I just read issue #2 of Flex Mentallo about as mentally stable as the protagonist because I haven't slept. And I need to know what the FUCK was with the room inside the castle where the kids were all shitting? Maybe because I was getting so immersed and emotional big if feels worse than the catalogue view of /co/. Do they ever explain it? Please tell me Wallace didn't get shit on and diddled. Did fucking Grant get shit diddled is that what he's saying here?! What the fuck is this shit.
Wait...is he just remembering using a public change room in gym class for the first time...
Ok its just anal probing aliens I guess.
>>152096068keep reading
>>152096096Alright but I am not on enough of my meds for this shit.
>>152096101stop reading for now, then
>>152096101Reading Morrison in a fragile mental state might be not your best idea yet.
>>152096068>mom found the shitting room
>>152096521>>152096129I didn't take your advice and just finished it.

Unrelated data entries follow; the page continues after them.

Issue #364, opened 2024-05-15
Manage the Redmine version TODO/DONE saved queries


ekohl:
We already have steps to create a new version:
https://github.com/theforeman/theforeman-rel-eng/blob/1b2ff8be0f43fb86f82b675bdd7fad78ba3c8ec2/procedures/foreman/release.md.erb#L20-L22

At some in the procedure we need to update the TODO/DONE queries (like https://projects.theforeman.org/projects/foreman/issues?query_id=171 and https://projects.theforeman.org/projects/foreman/issues?query_id=175) to reflect that. Probably good to wait until things have been released, or at the very least until the release notes have been created.

PR #553, opened 2026-02-10
Automate Redmine version creation with create_redmine_version script

ogajduse:
## Summary

Automate Redmine version creation by adding a new `create_redmine_version` script, eliminating the need for manual version creation through the web interface.

## Changes

- **New script**: `create_redmine_version` - Automates creation of Redmine versions following the same pattern as `close_redmine_version`
- **Updated procedures**: Both branch and release procedures now reference the automated script instead of manual steps

## Implementation Details

The `create_redmine_version` script:
- Uses `require_fullversion` to load version from settings hierarchy
- Strips any `-rc` suffix to get the base version (e.g., `3.18.0-rc1` → `3.18.0`)
- Leverages the existing `redmine` Python script with `version create`
- Automatically sets `--status open --sharing descendants`
- Prompts for Redmine API key if not already set in environment

## Benefits

- Reduces manual work and potential errors during branching and releases
- Consistent with existing automation patterns (`close_redmine_version`)
- No manual web UI interaction required
- Uses the same settings system as other release scripts

## Context

Addresses feedback from @ekohl in #517 to create a script similar to `close_redmine_version` for automating Redmine version creation.

Partially addresses #364 (automates version creation; saved query management remains to be implemented)

### DIFF
--- a/redmine
+++ b/redmine
@@ -57,7 +57,7 @@ def close_versions_by_pattern(args: argparse.Namespace) -> None:
     redmine = get_redmine()
     all_versions = list(redmine.version.filter(project_id=args.project_id))
 
-    # Filter for open versions (client-side since API filter is unreliable)
+    # Filter for open versions (client-side since API filter is not available)
     open_versions = [v for v in all_versions if v.status == 'open']
 
     if not open_versions:


procedures/foreman/release.md.erb
```diff
@@ -37,8 +40,7 @@
   - [ ] Push tags using <%= rel_eng_script('tag_push') %>
 - [ ] Run the Jenkins [Tarballs Release](https://ci.theforeman.org/job/tarballs-release/) using <%= rel_eng_script('release_tarballs') %> to create tarballs
 <% unless is_rc -%>
-- [ ] Change Redmine version <%= full_version %> state to Closed using <%= rel_eng_script('close_redmine_version') %>
```
ekohl: I had them close together for a reason: IMHO it should be almost atomic because we should never have no open version. The PR processor sets the fixed version in Redmine and relies on it.

Perhaps change the order to effectively:
* Tag projects
  * `./tag_project`
  * `./tag_push`
* Update Redmine
  * `./close_redmine_version`
  * `./create_redmine_version`
* `./release_tarballs`

pcreech: My vote _here_ is to drop the fallback, and make them both explicit arguments.  This implies a level of intentionality to the scripts that could be missed with environment variables.

pcreech:
If, at the moment, we can't stop using "VERSION" due to parameter checking, it may be better to keep using that format, due to expectations for scripts in the repo.  As much as I like the more intentional move with arguments, i don't want to break paradigms in here.

Now, if we have precedence in other areas of the repo, by all means, let's break settings file inheritance and switch to arguments only.

redmine
```diff
@@ -46,10 +48,51 @@ def set_status_version(args: argparse.Namespace) -> None:
...
 
 
+def close_versions_by_pattern(args: argparse.Namespace) -> None:
+    """Close all open versions matching a pattern.
+
+    Refuses to close if it would leave no open versions.
+    """
+    redmine = get_redmine()
+    all_versions = list(redmine.version.filter(project_id=args.project_id))
+    open_versions = [v for v in all_versions if v.status == 'open']
```
ekohl: I haven't tested this, but is it possible to filter server side?
```suggestion
    open_versions = list(redmine.version.filter(project_id=args.project_id, status='open'))
```

ekohl (commented):
Overall I think this looks good and wouldn't mind merging. Some minor detail inline.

It feels like I have absolutely no idea what's going on and at the same time that I understand everything through intuition somehow. Because it is very emotional. And it feels like it runs on dream logic that all links together. Like I noticed the tiny fairy girl was buzzing around on the first fucking issue. And they were like Wallace and his GF at the end. And maybe Harry and his wife too.I still dont fully get the shit house child rape being a red herring for being aliens being a red herring for being the way fear would give him the idea to create his superheroes. Was he afraid if the bomb, getting riddled for some reason and aliens? Did he get diddled for real? Is GRANT MORRIS FUCKING OK?! I saw him at the end flying off in bondage gear so I guess he's fine.I barely read comics before in my life and this year my new years resolution was finally get into them more because I loved all the cartoons and games and toys and movies (not the MCU lol) Adam West reruns and cultural osmosis. I feel like I missed a lot of context from the brief amount of info I knew going in. Why Flex Mentallo? I just..... I just he was big and strong and I'm having a bad day.Thanks for reading my schizophrenic midlife crisis meltdown
Wait were the heroes actually real?!
Fuck I'm having a delayed reaction and thinking about it makes me tear up.